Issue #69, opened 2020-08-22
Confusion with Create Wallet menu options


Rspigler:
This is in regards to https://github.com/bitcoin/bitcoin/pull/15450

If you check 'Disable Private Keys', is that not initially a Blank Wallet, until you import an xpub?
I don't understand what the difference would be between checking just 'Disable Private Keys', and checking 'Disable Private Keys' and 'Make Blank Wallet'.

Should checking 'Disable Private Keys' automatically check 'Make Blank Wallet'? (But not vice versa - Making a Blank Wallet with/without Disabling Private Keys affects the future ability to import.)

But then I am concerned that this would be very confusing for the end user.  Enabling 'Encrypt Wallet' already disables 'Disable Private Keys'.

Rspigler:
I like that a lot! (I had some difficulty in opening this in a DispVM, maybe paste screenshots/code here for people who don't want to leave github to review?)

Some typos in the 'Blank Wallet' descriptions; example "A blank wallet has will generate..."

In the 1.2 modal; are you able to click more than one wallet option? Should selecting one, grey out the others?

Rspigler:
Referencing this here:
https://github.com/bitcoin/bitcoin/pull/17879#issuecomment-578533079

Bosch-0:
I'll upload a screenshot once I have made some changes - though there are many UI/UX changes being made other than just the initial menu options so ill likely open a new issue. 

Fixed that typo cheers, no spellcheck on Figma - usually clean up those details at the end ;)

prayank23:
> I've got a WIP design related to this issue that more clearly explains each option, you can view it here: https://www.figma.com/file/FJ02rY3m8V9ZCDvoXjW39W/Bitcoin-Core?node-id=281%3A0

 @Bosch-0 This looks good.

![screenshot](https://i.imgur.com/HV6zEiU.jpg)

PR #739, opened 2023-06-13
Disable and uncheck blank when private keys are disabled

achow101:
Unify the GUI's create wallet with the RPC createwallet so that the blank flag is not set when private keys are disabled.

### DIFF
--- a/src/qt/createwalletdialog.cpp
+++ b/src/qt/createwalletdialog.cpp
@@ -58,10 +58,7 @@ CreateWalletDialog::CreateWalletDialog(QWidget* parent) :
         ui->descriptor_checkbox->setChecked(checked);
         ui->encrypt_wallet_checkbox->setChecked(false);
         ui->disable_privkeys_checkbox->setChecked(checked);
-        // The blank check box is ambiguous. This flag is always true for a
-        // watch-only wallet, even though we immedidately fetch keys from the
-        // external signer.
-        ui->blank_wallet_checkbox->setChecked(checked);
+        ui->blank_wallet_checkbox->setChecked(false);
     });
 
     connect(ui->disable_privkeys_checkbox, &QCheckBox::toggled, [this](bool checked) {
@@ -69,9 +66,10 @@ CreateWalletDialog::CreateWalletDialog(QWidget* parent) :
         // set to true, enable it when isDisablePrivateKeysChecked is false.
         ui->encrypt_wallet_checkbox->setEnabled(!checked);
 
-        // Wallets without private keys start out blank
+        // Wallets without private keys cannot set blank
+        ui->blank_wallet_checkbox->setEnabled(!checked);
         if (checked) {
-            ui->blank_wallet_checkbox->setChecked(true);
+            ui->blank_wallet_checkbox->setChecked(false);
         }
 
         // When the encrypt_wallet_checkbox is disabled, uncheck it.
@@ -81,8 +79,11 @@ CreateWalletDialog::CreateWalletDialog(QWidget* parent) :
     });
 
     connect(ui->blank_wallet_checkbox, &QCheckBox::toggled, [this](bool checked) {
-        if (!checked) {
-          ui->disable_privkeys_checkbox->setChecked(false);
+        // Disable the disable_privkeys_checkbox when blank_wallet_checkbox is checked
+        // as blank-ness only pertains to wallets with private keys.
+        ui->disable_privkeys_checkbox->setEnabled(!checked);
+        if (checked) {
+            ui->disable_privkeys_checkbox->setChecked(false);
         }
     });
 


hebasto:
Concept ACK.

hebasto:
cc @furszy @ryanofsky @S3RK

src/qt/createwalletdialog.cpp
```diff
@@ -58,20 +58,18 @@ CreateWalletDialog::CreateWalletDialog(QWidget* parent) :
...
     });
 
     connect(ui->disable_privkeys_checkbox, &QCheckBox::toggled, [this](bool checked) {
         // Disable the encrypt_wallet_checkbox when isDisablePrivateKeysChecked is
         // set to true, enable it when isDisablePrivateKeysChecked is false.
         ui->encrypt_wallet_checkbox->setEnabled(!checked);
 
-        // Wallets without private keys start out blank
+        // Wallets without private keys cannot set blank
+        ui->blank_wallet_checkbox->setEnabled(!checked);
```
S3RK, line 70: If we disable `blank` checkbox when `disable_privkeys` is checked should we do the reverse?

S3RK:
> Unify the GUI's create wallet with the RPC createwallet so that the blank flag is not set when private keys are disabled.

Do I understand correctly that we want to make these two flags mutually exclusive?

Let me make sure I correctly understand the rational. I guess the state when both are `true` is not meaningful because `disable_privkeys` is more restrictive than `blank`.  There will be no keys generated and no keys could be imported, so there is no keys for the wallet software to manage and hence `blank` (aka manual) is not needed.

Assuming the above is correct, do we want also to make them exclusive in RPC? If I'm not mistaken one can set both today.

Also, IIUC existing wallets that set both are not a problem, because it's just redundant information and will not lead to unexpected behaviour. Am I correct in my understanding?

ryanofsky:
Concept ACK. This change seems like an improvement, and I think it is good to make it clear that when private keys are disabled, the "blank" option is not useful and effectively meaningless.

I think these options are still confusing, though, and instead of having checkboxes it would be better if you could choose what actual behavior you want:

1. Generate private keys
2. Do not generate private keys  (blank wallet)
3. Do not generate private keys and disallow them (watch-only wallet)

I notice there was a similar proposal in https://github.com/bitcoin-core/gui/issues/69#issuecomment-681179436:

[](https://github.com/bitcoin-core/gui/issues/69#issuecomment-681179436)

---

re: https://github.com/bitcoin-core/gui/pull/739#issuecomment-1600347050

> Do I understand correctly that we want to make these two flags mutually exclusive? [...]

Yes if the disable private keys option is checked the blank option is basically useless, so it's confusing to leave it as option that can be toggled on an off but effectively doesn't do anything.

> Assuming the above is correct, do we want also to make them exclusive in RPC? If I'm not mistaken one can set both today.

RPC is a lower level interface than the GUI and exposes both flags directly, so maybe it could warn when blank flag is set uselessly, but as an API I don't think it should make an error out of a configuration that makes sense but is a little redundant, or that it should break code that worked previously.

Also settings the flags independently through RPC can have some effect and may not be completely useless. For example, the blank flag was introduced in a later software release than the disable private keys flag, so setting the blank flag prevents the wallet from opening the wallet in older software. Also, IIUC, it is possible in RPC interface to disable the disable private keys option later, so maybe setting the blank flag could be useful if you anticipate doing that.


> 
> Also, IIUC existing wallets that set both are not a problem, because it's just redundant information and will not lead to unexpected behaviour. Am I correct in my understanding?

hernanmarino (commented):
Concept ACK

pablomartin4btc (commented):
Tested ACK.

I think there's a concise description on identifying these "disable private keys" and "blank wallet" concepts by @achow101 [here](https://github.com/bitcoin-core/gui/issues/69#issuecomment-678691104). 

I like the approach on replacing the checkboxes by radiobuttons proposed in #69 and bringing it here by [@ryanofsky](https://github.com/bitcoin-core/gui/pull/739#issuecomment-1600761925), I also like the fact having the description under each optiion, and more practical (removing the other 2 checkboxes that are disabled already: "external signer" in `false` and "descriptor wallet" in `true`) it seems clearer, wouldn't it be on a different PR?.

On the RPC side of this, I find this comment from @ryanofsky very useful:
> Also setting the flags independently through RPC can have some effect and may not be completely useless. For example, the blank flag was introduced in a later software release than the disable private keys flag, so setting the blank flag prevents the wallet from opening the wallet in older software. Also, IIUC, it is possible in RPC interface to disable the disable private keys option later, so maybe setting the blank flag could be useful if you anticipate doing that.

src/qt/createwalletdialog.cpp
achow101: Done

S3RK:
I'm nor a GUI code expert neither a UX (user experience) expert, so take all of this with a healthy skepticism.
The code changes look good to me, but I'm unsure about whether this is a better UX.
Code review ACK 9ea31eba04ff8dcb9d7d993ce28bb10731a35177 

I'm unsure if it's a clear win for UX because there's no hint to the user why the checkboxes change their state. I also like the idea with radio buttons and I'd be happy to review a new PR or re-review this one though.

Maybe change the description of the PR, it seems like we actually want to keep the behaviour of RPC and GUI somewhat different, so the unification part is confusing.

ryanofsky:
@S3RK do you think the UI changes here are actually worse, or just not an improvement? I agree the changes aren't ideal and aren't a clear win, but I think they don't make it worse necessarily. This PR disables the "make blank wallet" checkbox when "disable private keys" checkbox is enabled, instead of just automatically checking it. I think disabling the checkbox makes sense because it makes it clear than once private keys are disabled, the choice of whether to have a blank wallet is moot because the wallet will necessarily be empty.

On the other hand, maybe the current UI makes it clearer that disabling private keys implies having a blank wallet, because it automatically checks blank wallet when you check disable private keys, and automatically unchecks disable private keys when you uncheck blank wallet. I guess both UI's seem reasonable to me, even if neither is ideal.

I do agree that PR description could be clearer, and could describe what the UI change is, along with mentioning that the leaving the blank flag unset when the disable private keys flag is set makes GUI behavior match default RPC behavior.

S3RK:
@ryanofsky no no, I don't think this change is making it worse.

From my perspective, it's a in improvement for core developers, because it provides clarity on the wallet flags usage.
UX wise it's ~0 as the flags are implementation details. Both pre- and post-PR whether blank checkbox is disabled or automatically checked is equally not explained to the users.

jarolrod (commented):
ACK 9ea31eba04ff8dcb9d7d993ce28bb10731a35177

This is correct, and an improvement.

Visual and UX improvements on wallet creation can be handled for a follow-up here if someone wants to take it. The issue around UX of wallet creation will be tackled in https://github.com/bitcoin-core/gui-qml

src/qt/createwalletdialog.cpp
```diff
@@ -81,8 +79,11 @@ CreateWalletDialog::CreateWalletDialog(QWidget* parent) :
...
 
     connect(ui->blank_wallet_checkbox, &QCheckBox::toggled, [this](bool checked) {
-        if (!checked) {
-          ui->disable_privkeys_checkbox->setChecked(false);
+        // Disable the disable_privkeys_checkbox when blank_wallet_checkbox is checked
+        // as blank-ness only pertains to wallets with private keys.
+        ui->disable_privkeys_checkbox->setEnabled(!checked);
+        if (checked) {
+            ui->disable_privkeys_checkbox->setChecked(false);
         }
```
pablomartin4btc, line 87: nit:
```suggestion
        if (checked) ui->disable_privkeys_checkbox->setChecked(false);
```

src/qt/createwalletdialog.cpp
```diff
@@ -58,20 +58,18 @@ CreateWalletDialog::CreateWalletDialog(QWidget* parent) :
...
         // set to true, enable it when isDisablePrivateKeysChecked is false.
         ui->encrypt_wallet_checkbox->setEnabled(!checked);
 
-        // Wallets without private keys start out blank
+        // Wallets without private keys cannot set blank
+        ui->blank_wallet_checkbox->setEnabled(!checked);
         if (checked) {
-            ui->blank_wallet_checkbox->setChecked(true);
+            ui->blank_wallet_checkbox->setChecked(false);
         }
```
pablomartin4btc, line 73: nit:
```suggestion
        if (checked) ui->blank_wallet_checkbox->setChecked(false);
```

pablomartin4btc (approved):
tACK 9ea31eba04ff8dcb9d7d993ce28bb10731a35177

[Prompt]: What is needed is an exact copy of the entries above, from the first line through the line holding "I like that", with both of those lines kept; please give nothing else.

[Reply to the exercise]:
Issue #69, opened 2020-08-22
Confusion with Create Wallet menu options


Rspigler:
This is in regards to https://github.com/bitcoin/bitcoin/pull/15450

If you check 'Disable Private Keys', is that not initially a Blank Wallet, until you import an xpub?
I don't understand what the difference would be between checking just 'Disable Private Keys', and checking 'Disable Private Keys' and 'Make Blank Wallet'.

Should checking 'Disable Private Keys' automatically check 'Make Blank Wallet'? (But not vice versa - Making a Blank Wallet with/without Disabling Private Keys affects the future ability to import.)

But then I am concerned that this would be very confusing for the end user.  Enabling 'Encrypt Wallet' already disables 'Disable Private Keys'.

Rspigler:
I like that a lot! (I had some difficulty in opening this in a DispVM, maybe paste screenshots/code here for people who don't want to leave github to review?)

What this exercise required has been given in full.